'''

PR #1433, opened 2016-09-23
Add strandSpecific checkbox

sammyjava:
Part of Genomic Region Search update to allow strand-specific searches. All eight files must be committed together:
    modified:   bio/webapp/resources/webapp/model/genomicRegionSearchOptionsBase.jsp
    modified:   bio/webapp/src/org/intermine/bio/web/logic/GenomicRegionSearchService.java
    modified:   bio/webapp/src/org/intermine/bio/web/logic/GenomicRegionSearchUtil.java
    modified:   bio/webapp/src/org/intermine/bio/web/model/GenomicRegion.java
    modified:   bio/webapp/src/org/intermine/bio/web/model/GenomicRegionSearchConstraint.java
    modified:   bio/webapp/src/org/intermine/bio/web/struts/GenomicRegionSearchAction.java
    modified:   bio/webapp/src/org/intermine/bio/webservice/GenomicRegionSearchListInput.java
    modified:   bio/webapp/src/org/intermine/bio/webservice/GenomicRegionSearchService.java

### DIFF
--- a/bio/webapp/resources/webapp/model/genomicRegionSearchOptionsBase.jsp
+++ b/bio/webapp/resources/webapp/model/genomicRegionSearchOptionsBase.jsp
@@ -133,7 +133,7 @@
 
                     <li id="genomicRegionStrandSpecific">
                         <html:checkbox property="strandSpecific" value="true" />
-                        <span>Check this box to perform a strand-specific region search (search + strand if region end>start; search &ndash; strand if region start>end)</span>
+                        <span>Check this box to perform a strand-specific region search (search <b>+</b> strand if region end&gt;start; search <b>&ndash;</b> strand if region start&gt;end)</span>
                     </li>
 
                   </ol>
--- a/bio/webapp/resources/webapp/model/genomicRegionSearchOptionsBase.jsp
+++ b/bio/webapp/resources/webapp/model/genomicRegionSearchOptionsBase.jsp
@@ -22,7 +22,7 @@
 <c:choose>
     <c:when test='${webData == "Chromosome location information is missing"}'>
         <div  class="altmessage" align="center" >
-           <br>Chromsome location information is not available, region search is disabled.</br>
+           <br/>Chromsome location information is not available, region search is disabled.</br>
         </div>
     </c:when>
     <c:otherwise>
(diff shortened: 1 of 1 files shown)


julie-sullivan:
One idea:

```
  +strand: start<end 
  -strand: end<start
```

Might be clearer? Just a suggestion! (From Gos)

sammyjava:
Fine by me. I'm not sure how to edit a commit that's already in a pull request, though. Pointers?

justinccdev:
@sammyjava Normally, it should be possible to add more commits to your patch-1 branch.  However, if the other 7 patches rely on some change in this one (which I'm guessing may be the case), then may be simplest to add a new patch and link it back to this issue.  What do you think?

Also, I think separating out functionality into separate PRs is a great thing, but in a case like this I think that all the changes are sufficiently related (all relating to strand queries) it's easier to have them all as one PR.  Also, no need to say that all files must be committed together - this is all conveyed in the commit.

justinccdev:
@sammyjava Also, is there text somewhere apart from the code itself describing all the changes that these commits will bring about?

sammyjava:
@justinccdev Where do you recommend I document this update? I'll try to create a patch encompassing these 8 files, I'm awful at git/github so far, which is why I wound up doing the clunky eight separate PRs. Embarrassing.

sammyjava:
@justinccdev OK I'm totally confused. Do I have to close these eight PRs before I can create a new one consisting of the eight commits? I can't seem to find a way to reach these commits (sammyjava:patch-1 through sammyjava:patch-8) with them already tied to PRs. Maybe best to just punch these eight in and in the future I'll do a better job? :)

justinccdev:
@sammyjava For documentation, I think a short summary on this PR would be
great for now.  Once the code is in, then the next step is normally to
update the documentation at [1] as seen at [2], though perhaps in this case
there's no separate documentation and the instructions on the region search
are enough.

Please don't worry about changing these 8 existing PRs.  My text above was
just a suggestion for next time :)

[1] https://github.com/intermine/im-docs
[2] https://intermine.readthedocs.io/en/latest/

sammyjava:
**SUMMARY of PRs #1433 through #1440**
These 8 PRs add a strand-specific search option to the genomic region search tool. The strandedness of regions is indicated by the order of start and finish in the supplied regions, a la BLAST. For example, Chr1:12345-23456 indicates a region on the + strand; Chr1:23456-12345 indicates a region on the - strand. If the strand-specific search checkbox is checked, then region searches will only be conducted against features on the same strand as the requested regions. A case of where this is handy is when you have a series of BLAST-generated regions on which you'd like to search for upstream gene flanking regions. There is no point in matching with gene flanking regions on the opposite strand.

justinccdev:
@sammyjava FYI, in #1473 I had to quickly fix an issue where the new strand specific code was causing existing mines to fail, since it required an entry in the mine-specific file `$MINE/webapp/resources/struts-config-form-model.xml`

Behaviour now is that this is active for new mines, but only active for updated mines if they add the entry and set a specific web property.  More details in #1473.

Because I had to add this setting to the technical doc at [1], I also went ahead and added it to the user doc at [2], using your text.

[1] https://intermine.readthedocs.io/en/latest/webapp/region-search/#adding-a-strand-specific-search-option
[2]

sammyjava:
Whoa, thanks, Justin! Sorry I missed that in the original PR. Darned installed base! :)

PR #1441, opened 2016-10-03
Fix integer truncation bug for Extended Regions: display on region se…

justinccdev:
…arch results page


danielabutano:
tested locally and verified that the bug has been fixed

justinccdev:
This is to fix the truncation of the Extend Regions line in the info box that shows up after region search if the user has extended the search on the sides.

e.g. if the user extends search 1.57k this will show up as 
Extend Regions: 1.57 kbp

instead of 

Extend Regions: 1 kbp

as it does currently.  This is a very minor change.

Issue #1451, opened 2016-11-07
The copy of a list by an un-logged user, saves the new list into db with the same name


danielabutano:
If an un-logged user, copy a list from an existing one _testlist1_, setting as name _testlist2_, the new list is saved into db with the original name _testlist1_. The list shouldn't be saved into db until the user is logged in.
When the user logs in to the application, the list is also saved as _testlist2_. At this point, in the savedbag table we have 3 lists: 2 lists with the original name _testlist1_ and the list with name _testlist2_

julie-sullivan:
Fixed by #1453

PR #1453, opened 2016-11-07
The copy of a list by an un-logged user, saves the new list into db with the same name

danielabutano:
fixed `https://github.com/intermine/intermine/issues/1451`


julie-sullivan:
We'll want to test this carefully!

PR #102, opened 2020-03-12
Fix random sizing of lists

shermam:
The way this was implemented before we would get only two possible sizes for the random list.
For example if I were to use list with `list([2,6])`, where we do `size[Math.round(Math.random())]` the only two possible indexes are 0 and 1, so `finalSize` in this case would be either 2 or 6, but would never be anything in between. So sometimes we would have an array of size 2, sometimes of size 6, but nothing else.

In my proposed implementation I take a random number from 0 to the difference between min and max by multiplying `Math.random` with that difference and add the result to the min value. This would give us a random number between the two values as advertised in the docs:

'''
'''

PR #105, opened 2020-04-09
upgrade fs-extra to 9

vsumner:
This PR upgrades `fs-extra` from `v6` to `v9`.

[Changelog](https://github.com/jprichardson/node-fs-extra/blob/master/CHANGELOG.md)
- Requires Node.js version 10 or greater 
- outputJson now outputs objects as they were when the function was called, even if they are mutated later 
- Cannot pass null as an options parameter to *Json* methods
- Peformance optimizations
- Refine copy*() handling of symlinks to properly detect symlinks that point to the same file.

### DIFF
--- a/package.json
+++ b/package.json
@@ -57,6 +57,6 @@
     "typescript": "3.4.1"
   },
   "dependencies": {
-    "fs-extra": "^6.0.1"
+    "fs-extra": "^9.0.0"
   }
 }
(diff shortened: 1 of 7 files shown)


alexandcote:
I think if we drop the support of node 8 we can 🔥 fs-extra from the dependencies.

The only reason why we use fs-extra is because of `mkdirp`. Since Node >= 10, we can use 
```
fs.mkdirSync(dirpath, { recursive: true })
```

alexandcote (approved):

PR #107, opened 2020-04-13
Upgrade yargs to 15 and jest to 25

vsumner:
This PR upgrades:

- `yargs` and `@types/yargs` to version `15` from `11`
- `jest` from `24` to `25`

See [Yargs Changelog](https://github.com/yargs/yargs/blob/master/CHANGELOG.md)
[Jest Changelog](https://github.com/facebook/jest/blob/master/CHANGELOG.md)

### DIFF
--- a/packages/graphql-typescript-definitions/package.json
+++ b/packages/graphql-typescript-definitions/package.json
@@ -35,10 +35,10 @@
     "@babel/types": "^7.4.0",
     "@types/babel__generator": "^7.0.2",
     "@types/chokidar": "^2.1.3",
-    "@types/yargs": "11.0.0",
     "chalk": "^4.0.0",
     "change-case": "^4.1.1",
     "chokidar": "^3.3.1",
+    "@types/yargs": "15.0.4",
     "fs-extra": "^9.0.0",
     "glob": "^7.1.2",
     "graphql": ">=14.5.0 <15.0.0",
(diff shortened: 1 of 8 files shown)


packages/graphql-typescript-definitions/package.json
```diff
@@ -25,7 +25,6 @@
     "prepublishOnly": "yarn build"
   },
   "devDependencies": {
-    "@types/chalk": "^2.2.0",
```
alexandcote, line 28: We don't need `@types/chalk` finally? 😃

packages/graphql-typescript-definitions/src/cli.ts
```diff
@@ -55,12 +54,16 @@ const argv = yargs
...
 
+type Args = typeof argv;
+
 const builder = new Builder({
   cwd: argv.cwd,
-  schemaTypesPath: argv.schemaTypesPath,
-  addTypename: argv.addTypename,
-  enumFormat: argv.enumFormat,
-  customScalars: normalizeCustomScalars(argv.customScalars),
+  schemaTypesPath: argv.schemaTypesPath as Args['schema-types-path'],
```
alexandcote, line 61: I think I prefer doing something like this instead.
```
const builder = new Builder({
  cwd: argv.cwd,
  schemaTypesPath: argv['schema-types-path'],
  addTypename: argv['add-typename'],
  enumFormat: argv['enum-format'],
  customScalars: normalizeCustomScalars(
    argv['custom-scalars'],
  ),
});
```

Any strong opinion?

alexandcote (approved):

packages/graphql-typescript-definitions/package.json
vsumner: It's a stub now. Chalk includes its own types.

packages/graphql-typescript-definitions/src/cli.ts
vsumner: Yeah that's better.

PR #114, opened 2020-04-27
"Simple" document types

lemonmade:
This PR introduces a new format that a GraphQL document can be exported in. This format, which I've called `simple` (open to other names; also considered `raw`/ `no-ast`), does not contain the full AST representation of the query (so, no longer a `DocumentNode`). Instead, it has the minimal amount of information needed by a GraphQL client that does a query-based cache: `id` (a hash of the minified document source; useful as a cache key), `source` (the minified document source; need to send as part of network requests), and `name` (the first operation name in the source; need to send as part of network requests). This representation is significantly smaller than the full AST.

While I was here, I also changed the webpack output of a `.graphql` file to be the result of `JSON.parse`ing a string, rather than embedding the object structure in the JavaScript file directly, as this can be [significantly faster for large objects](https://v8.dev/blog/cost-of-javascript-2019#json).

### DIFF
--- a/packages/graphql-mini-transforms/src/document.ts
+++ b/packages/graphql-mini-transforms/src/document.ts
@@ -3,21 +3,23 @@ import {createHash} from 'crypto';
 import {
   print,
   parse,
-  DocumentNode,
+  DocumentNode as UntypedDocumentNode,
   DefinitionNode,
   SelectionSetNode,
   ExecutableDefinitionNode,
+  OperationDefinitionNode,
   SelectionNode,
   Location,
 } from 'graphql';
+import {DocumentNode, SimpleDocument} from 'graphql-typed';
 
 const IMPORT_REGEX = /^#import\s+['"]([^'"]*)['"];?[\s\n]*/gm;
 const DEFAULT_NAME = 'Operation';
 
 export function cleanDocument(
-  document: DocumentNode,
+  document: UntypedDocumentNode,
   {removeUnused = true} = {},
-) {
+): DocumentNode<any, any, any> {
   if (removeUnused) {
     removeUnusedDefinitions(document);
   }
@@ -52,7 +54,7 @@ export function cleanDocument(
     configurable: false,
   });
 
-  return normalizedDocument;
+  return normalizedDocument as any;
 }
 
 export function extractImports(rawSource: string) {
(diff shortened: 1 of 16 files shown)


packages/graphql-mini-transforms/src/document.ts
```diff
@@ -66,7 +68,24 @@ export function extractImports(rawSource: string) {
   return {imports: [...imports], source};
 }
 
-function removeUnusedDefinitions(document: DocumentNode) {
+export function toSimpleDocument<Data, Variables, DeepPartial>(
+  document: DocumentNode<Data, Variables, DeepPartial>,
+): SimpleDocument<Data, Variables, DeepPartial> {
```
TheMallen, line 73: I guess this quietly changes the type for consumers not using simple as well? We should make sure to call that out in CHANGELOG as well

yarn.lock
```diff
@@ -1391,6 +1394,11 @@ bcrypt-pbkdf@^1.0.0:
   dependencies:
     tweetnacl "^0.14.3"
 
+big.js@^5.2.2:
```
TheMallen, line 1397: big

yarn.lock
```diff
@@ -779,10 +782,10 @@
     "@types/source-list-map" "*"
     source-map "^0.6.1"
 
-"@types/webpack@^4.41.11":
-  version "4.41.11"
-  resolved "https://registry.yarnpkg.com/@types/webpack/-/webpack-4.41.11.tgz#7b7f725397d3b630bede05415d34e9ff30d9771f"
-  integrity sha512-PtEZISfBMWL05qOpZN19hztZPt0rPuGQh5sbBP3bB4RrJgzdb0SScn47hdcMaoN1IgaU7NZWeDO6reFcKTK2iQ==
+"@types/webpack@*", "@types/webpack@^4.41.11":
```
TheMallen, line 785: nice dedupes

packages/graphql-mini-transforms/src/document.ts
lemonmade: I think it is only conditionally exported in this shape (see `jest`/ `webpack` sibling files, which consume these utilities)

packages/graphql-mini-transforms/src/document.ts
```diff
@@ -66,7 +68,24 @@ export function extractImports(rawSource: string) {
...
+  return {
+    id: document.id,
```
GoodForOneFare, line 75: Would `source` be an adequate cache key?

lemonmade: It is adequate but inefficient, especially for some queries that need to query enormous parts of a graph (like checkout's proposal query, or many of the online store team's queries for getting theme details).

'''
'''

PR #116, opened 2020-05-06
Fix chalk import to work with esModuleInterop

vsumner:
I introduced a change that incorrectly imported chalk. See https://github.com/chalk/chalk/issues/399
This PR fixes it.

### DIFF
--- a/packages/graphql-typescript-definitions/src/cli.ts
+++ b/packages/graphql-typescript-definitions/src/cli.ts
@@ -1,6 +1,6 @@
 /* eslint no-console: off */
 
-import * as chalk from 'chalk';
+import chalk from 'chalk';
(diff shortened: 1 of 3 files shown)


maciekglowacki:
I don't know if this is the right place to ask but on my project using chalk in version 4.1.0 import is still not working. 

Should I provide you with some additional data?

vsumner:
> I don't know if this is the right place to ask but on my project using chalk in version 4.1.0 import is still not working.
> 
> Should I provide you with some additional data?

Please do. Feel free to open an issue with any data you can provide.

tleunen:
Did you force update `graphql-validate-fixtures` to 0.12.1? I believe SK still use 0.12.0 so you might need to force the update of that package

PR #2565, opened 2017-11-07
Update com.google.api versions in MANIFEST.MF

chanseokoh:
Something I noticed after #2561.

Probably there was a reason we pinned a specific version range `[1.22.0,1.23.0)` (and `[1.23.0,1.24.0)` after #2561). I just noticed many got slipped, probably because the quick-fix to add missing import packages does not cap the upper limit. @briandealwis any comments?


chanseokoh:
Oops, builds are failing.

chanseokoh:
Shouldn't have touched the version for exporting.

'''

## Aim of the task
Copy all lines from the entries that contain the word "ndash".

## Solution
-                        <span>Check this box to perform a strand-specific region search (search + strand if region end>start; search &ndash; strand if region start>end)</span>
+                        <span>Check this box to perform a strand-specific region search (search <b>+</b> strand if region end&gt;start; search <b>&ndash;</b> strand if region start&gt;end)</span>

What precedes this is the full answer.